In a 9V circuit, all the resistors are 20 or 40 kilo Ohms.
Convention says that calcs should therefore be quoted to 1 sig fig, since the volts are the least accuracy.
2 seems better though. Any ideas?
In a circuit where all the resistors have values of either 20 or 40 kilo Ohms, the convention for quoting calculations is to round the final answer to one significant figure. This convention is followed because the accuracy of the voltage (9V) is considered to be the least accurate component in this scenario.

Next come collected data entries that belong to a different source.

PR #6338, opened 2022-01-20
fix(judicial-system): Autofills isCustodyIsolation

gudjong:
# Autofills isCustodyIsolation

https://app.asana.com/0/1199153462262248/1201634243867932/f

## What

☝️ 

## Why

it should.

## Checklist:

### DIFF
--- a/apps/judicial-system/web/src/utils/hooks/use-case/useCase.tsx
+++ b/apps/judicial-system/web/src/utils/hooks/use-case/useCase.tsx
@@ -12,6 +12,7 @@ import type {
   CaseTransition,
   RequestSignatureResponse,
   UpdateCase,
+  SessionArrangements,
 } from '@island.is/judicial-system/types'
 
 import { CreateCaseMutation } from './createCaseGql'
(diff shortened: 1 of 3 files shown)


apps/judicial-system/web/src/utils/hooks/use-case/useCase.tsx
```diff
@@ -313,6 +316,38 @@ const useCase = () => {
     [updateCase],
   )
 
+  const autofillSessionArrangements = useMemo(
```
oddsson, line 319: The bodies of these functions are almost identical to the `autofill` function. Would it be possible to change the value parameter in the autofill function to have type `string | SessionArrangements | boolean` and use that instead? Inside autofill we could cast the value parameter to string if needed?

oddsson (changes requested):
One question

apps/judicial-system/web/src/utils/hooks/use-case/useCase.tsx
gudjong: It is possible, but would be somewhat messy, as we would need to base our decisions on field names rather than field types. Also, the logic for the boolean autofill function is different from the other functions. Instead of checking for falsie current values we need to check for undefined/null.

The reason, I created a separate function for the SessionArrangements type was to get rid of a typescript error.
The reason, I created a separate function for the boolean type was the different logic.

If you don't mind, I would like to leave it like this for now and come pack to it later for possible refactoring.

oddsson (approved):

PR #6344, opened 2022-01-21
fix(fa): Uses staffguard for staffcontroller

Rikkiabb:
# ...
https://app.asana.com/0/1201664508282204/board

## What
Adds staff guard to whole staff controller

## Why
Security fix - The staff controller is not properly guarded. There's a couple of StaffGuards on individual methods, but not the entire controller. - Get staff member endpoint is not properly guarded. It allows anyone to fetch a staff member regardless of permission

## Checklist:


MargretFinnboga (approved):
🔒 🔒

darrikonn (approved):

PR #6348, opened 2022-01-21
fix(fa): Security fixes

Rikkiabb:
# ...
https://app.asana.com/0/1201664508282204/board

## What
Fixing security issues

TODO: Adds scopes to staging and prod on IDS

## Why

- The municipality controller is not properly guarded. It allows anyone to fetch a municipality regardless of permission
- The file controller is trying to guard for web veita but there's only a role check that is passed from the client and thus can be bypassed by any client.
- The application controller does not have global controller guard. The update application endpoint is totally unguarded as anyone with an authentication can update any application.

## Checklist:


apps/financial-aid/backend/src/app/modules/file/test/fileControllerGuards.spec.ts
```diff
@@ -38,7 +50,7 @@ describe('FileController - Creates a new signed url guards', () => {
     )
   })
 
-  it('should have one guard', () => {
+  it('should have two guards', () => {
     expect(guards).toHaveLength(1)
```
MargretFinnboga, line 54: it('should have two guards', () => {
    expect(guards).toHaveLength(1) 

there is a mismatch here? 👀

MargretFinnboga (approved):
One minor comment on test text, otherwise looks good 💥 💣

apps/financial-aid/backend/src/app/modules/application/application.controller.ts
```diff
@@ -272,6 +271,8 @@ export class ApplicationController {
     return this.applicationService.create(application, user)
   }
 
+  @UseGuards(ScopesGuard)
+  @Scopes(MunicipalitiesFinancialAidScope.write)
```
darrikonn, line 275: This endpoint can be bypassed.

Don't you need the application guard?

apps/financial-aid/backend/src/app/modules/file/file.controller.ts
```diff
@@ -34,6 +36,7 @@ export class FileController {
   @Get('url/:id')
   @UseGuards(RolesGuard)
   @RolesRules(RolesRule.VEITA)
+  @Scopes(MunicipalitiesFinancialAidScope.read)
```
darrikonn, line 39: This is still open for attacks.
The scope is set by the client, so it doesn't really guard this. You can get a valid access token (and its scopes) from Veita, even though you don't have access and use that to call this endpoint.
This needs a StaffGuard.

apps/financial-aid/backend/src/app/modules/municipality/municipality.controller.ts
```diff
@@ -26,13 +26,16 @@ import {
...
+import { MunicipalitiesFinancialAidScope } from '@island.is/auth/scopes'
 
 @UseGuards(IdsUserGuard)
 @Controller(`${apiBasePath}/municipality`)
 @ApiTags('municipality')
 export class MunicipalityController {
   constructor(private readonly municipalityService: MunicipalityService) {}
 
+  @UseGuards(ScopesGuard)
+  @Scopes(MunicipalitiesFinancialAidScope.read)
```
darrikonn, line 38: ditto on last comment.

apps/financial-aid/backend/src/app/modules/staff/staff.controller.ts
```diff
@@ -40,10 +41,8 @@ export class StaffController {
     type: StaffModel,
     description: 'Gets staff by nationalId',
   })
-  async getStaffByNationalId(
-    @Param('nationalId') nationalId: string,
-  ): Promise<StaffModel> {
-    const staff = await this.staffService.findByNationalId(nationalId)
+  async getStaffByNationalId(@CurrentUser() user: User): Promise<StaffModel> {
```
darrikonn, line 44: The endpoint below (need to comment here from Github) is still unguarded (Get(id/:id))

darrikonn (changes requested):

apps/financial-aid/backend/src/app/modules/municipality/municipality.controller.ts
Rikkiabb: The municipality data is not sensitive. At least for the time being. It has the following columns: 

`id`, `municipality_id`, `name`, `homepage`, `active`, `individual_aid_id`, `cohabitation_aid_id`, `email` and `rules_homepage`

This data is then used to see if user can apply for financial aid in the applicants municipality and to show data relevant to that municipality. 

This endpoint is for example called after the applicant approves data gathering to see if their municipality supports financial aid.

With that in mind, do you feel it should be better guarded?

apps/financial-aid/backend/src/app/modules/staff/staff.controller.ts
darrikonn: That's just the RolesGuard ... which is just checking for a service that's passed by the client.
If I get an authentication token from Veita (which I can do regardless of permission) I'll get the correct service and thus bypass this protection.

apps/financial-aid/backend/src/app/modules/municipality/municipality.controller.ts
darrikonn: I did my initial report based on who was supposed to call the endpoints. If I remember correctly, only web-veita was supposed to call this. That's why I flagged it in the report.

So it's up to you :).

Rikkiabb: This is called from `useMunicipality` hook: https://github.com/island-is/island.is/blob/3666ae66b8c6e0b02d3f91f1da39f151dc552c74/libs/financial-aid/shared/src/components/hooks/useMunicipality.ts 

Which is used in both clients, will resolve conversation but feel to unresolve if you feel the need :)

apps/financial-aid/backend/src/app/modules/staff/staff.controller.ts
darrikonn: see it now .. you're right!

darrikonn (approved):
Nice work!

 LGTM

PR #6358, opened 2022-01-24
fix(fa): Adds protobuf to esbuild

Rikkiabb:
# ...
https://app.asana.com/0/1201664508282204/1201698304881585

## What
Fixing broken environments

## Why
we need dem envs


MargretFinnboga (approved):
🥇

PR #9097, opened 2022-11-21
chore(j-s): Case Type Guard

gudjong:
# Case Type Guard

[Blokka endapunkta á server fyrir sakamálum þar sem við á](https://app.asana.com/0/1199153462262248/1202974314193375/f)

## What

- Adds a case type guard.
- Applies the new guard to select controller end points.

## Why

Improved access control.

## Checklist:


apps/judicial-system/backend/src/app/modules/case/guards/test/caseTypeGuard.spec.ts
```diff
@@ -0,0 +1,84 @@
...
+interface Then {
+  result: boolean
+  error: Error
+}
+
+type GivenWhenThen = () => Then
+
+describe('Case Type Guard', () => {
+  const mockRequest = jest.fn()
+  const [selectedTypes, remainingTypes] = randomListSplit(CaseType)
```
Arnarkari93, line 21: Consider not using random values in tests. It does not matter what types are put here as long as they are not duplicated, so I am just going to approve.

Arnarkari93 (approved):

PR #9112, opened 2022-11-22
fix(estate): Application/Estate - fixing after tests

albinagu:
## Checklist:


libs/application/templates/estate/src/forms/ResidencePermit/overviewSection.ts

However, using a single significant figure may result in a loss of precision in the final answer. Rounding to two significant figures can provide slightly more accuracy. The choice of whether to use one or two significant figures ultimately depends on the level of precision required for your specific application or analysis.
To calculate the total resistance in this circuit, you need to consider the different possible combinations of resistors. Since you mentioned using either 20 or 40 kilo Ohm resistors, the combinations can be:
1) Two 20 kilo Ohm resistors in series: The total resistance is obtained by simply adding the individual resistances. Therefore, the total resistance would be 20 + 20 = 40 kilo Ohms.
2) Two 40 kilo Ohm resistors in series: Again, the total resistance is obtained by adding the individual resistances, resulting in 40 + 40 = 80 kilo Ohms.
3) One 20 kilo Ohm and one 40 kilo Ohm resistors in series: Similar to the previous cases, the total resistance is determined by adding the resistances. In this case, the total resistance would be 20 + 40 = 60 kilo Ohms.
Keep in mind that these calculations assume the resistors are connected in series. If they are connected in parallel, the calculations would be different.
So, to summarize, the convention suggests rounding calculations to one significant figure due to the least accurate component, which is the voltage. However, using two significant figures may provide slightly more accuracy. The specific choice of the number of significant figures depends on the desired level of precision for your application.